SUPPLIED MATERIAL:
•••

PR #3370, opened 2020-08-10
Updating oecert to take a custom data file.

jazzybluesea:
Signed-off-by: Sergio Wong <sergio.wong@gmail.com>

### DIFF
--- a/tests/tools/oecert/enc/enc.cpp
+++ b/tests/tools/oecert/enc/enc.cpp
@@ -8,6 +8,7 @@
 #include <stdio.h>
 #include <stdlib.h>
 #include <string.h>
+#include "crypto.h"
 #include "oecert_t.h"
 
 // This is the identity validation callback. A TLS connecting party (client or
@@ -109,6 +110,37 @@ done:
 
     oe_free_attestation_certificate(output_cert);
 
+    return result;
+}
+
+oe_result_t get_remote_report_with_custom_data(
+    uint8_t* custom_data,
+    size_t custom_data_size,
+    uint8_t** report_buffer,
+    size_t* report_buffer_size)
+{
+    oe_result_t result = OE_FAILURE;
+
+    uint8_t sha256[32];
+
+    init_mbedtls();
+
+    if (Sha256(custom_data, custom_data_size, sha256) != 0)
+    {
+        goto done;
+    }
+
+    result = oe_get_report(
+        OE_REPORT_FLAGS_REMOTE_ATTESTATION,
+        sha256,
+        sizeof(sha256),
+        NULL,
+        0,
+        report_buffer,
+        report_buffer_size);
+
+done:
+    cleanup_mbedtls();
     return result;
 }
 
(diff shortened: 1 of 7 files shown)


tests/tools/oecert/host/host.cpp
```diff
@@ -147,17 +150,58 @@ static oe_result_t _gen_cert(
...
+        fclose(fp);
+
+        result = get_remote_report_with_custom_data(
+            enclave,
+            &ecall_result,
+            buffer,
+            size,
+            (uint8_t**)&remote_report,
+            &report_size);
+
```
yentsanglee, line 198: buffer needs to be freed.

tests/tools/oecert/enc/enc.cpp
```diff
@@ -112,6 +113,37 @@ oe_result_t get_tls_cert_signed_with_key(
...
+    uint8_t** report_buffer,
+    size_t* report_buffer_size)
+{
+    oe_result_t result = OE_FAILURE;
+
+    uint8_t sha256[32];
+
+    init_mbedtls();
+
+    if (Sha256(custom_data, custom_data_size, sha256) != 0)
```
yentsanglee, line 128: Hash of custom_data is embedded in the report but the custom_data itself is not carried over. What is the user scenario? Cannot the custom_data_file itself be the hash value?

tests/tools/oecert/oecert.edl
```diff
@@ -19,5 +19,11 @@ enclave {
             size_t public_key_size,
             [out] unsigned char **data, 
             [out] size_t *data_size);
+
+        public oe_result_t get_remote_report_with_custom_data(
```
dthaler, line 23: the term "report" is legacy, is this really needed or can we use "evidence" instead?

tests/tools/oecert/host/host.cpp
jazzybluesea: Lines 308-309 will free remote_report?

tests/tools/oecert/enc/enc.cpp
jazzybluesea: I wanted to generate a report with the sha256 of the custom data.  The custom data plus the report is then sent in the body for request to MAA.  I just needed a tool to do this for me.

tests/tools/oecert/enc/enc.cpp
```diff
@@ -112,6 +113,37 @@ oe_result_t get_tls_cert_signed_with_key(
...
+    {
+        goto done;
+    }
+
+    result = oe_get_report(
```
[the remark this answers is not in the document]
jazzybluesea: I see what you are saying, maybe for a different PR, my goals was to update the tool to support what I needed. A lot of the existing code and samples will need to migrated to use the new API...

tests/tools/oecert/enc/enc.cpp
yentsanglee: MAA takes evidence type, evidence, and enclave held data. In your case, evidence type is oe_report and enclave help data is the hash of a public key. So your custom_data is the public key, right?

jazzybluesea:
Closing for now.

PR #3373, opened 2020-08-11
Add CCC Technical Charter

dthaler:
The policy for all CCC projects
(found at
https://github.com/confidential-computing/governance/blob/master/project-progression-policy.md)
says under Project Acceptance Process:
"The proposal document will be finalized and a project charter prepared.
This charter document must be included in the project's main
repository."

This PR adds the approved charter in the project's main repository as
required.  I will note that the charter is not correct with respect to
OE governance, but that requires a CCC process to amend.  In the
meantime, we need to include this as is to be compliant.  (Today was
the first time I saw this charter, future charters will be visible to
the TAC.)


anakrish:
I second Simon's suggestion of using .md format instead of .pdf.

dthaler:
> I second Simon's suggestion of using .md format instead of .pdf.

I will ask in the CCC board meeting if this is ok.  (I think it should be but want CCC agreement that it's ok to put a format that is different from the one the board approved, as long as the content is the same.)

achamayou (approved):

PR #3381, opened 2020-08-12
Remove use of TD_FROM_TCS_BYTE_OFFSET

anakrish:
TD_FROM_TCS_BYTE_OFFSET will not valid thread-local data template can be of arbitrary size.

The debugger can figure out the enclave base address from tcs, and then figure out td_t
from enclave base address and tcs.

SSA (State Save Area) is added immediately after TCS.
Hence:
   SSA address = tcs address + 4096
SSA is also defined by adding tcs.ossa (SSA offset) to enclave base address.
Hence:
   SSA address = enclave base address + tcs.ossa

Using this, enclave base address can be computed:
   enclave base address + tcs.ossa = tcs address + 4096
   enclave base address = tcs address + 4096 - tcs.ossa

Upon entry to enclave, both GS and FS registers point to td_t
Since FS register can be changed by and enclave (e.g: SGX LKL), GS register is used.
Hence:
    td_t address = GS register

The value of GS register is defined by adding tcs.gsbase to enclave base address.
Hence:
    td_t address = enclave base address + tcs.gsbase
                 = tca address + 4096 - tcs.ossa + tcs.gsbase

The above formula does not use hard-coded td_t offset, and will work with arbitrary sized thread-local data.

The same strategy is used by the ptrace library in Intel SGX SDK.


anakrish:
bors try

debugger/ptraceLib/enclave_context.c
```diff
@@ -224,8 +223,25 @@ static int _get_enclave_thread_current_ssa_info(
...
+    //    encave-base-address + tcs.ossa = tcs_addr + 4096
+    //    enclave-base-address = tcs_addr + 4096 - tcs.ossa
+    enclave_base_address = (uint8_t*)tcs_addr + 4096 - tcs.ossa;
+
+    // GS register will point to td_t. GS register value can be computed by
+    // adding tcs.gsbase to enclave base address.
+    // Note: FS register will also point to td_t upon enclave entry, but
+    // enclaves can modify FS register to implement their own threading
+    // libraries.
+    td_t_addr = (uint8_t*)enclave_base_address + tcs.gsbase;
```
vtikoo, line 241: Is `tcs.gsbase` an offset relative of enclave_base_adress/TCS page?

anakrish: Yes. It is the offset of GS register value from the enclave base address.

debugger/ptraceLib/enclave_context.c
```diff
@@ -224,8 +223,25 @@ static int _get_enclave_thread_current_ssa_info(
...
 
+    // SSA is assigned to the page immediately after the tcs page.
+    // SSA address is also derived from adding tcs.ossa to enclave base address.
+    // See: host/sgx/create.c
+    // See:
+    // https://github.com/intel/linux-sgx/blob/62b116c502b09b125db9acc965694d3ecff8e698/sdk/debugger_interface/linux/se_ptrace.c#L194-L199
+    // This can be used to compute the enclave base address:
+    //    encave-base-address + tcs.ossa = tcs_addr + 4096
+    //    enclave-base-address = tcs_addr + 4096 - tcs.ossa
+    enclave_base_address = (uint8_t*)tcs_addr + 4096 - tcs.ossa;
```
CodeMonkeyLeet, line 234: Consider using `OE_PAGE_SIZE` in place of the magic number 4096. 

Similarly in the test code that tries to reconstruct this logic.

anakrish:
> LGTM, thanks for the explanation in comments, very helpful!
> 
> Can you also remove the `OE_TD_FROM_TCS_BYTE_OFFSET` definition from constants.x64.h to prevent its future use?

Great suggestion. Will wait for #3339 and then remove all references to the define as part of this PR.

debugger/ptraceLib/enclave_context.c
anakrish: Done.

debugger/ptraceLib/enclave_context.c
```diff
@@ -224,8 +223,25 @@ static int _get_enclave_thread_current_ssa_info(
         return -1;
     }
 
+    // SSA is assigned to the page immediately after the tcs page.
+    // SSA address is also derived from adding tcs.ossa to enclave base address.
+    // See: host/sgx/create.c
```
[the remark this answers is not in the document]
anakrish: + @radhikaj For scheduling/decision about contributing upstream vs separating it out.

To me separating it out would be a good first step nonetheless as it would avoid accidental dependencies with rest of OE.
Two pending tasks to make this module separable/upstreamable are:
- Remove dependence on OE headers
- Document the binary contract - especially the following two assumptions
  - The OSSA page must allocated immediately after TCS page.
  - The byte offset at which to fetch __ssa_frame_size from td_t structure.

@radhikaj Let me know what the scheduling is; I can take a stab at moving this to a separate repo that would help upstream later.

We can sanitize the comments as part of that effort.

PR #3383, opened 2020-08-12
Remove unused oe_sgx_load_context_t.dev field

CodeMonkeyLeet:


host/sgx/sgxload.c
```diff
@@ -180,36 +180,24 @@ static void* _allocate_enclave_memory(size_t enclave_size, int fd)
...
-        /* If no file descriptor, then perform anonymous mapping and double
-         * the allocation size, so that BASE can be aligned on the SIZE
-         * boundary. This isn't neccessary on hardware backed enclaves, since
-         * the driver will do the alignment. */
-        if (fd == -1)
+        /* Perform an anonymous mapping and double the allocation size,
+         * so that BASE can be aligned on the SIZE boundary. This isn't
+         * necessary on hardware backed enclaves, since the driver will
+         * do the alignment. */
+        mflags |= MAP_ANONYMOUS | MAP_NORESERVE;
```
dthaler, line 187: Since this line is not inside any condition anymore, can we combine this line into line 180?

host/sgx/sgxload.c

•••

Wherever a line of the data holds "first", copy that line.

the first time I saw this charter, future charters will be visible to
To me separating it out would be a good first step nonetheless as it would avoid accidental dependencies with rest of OE.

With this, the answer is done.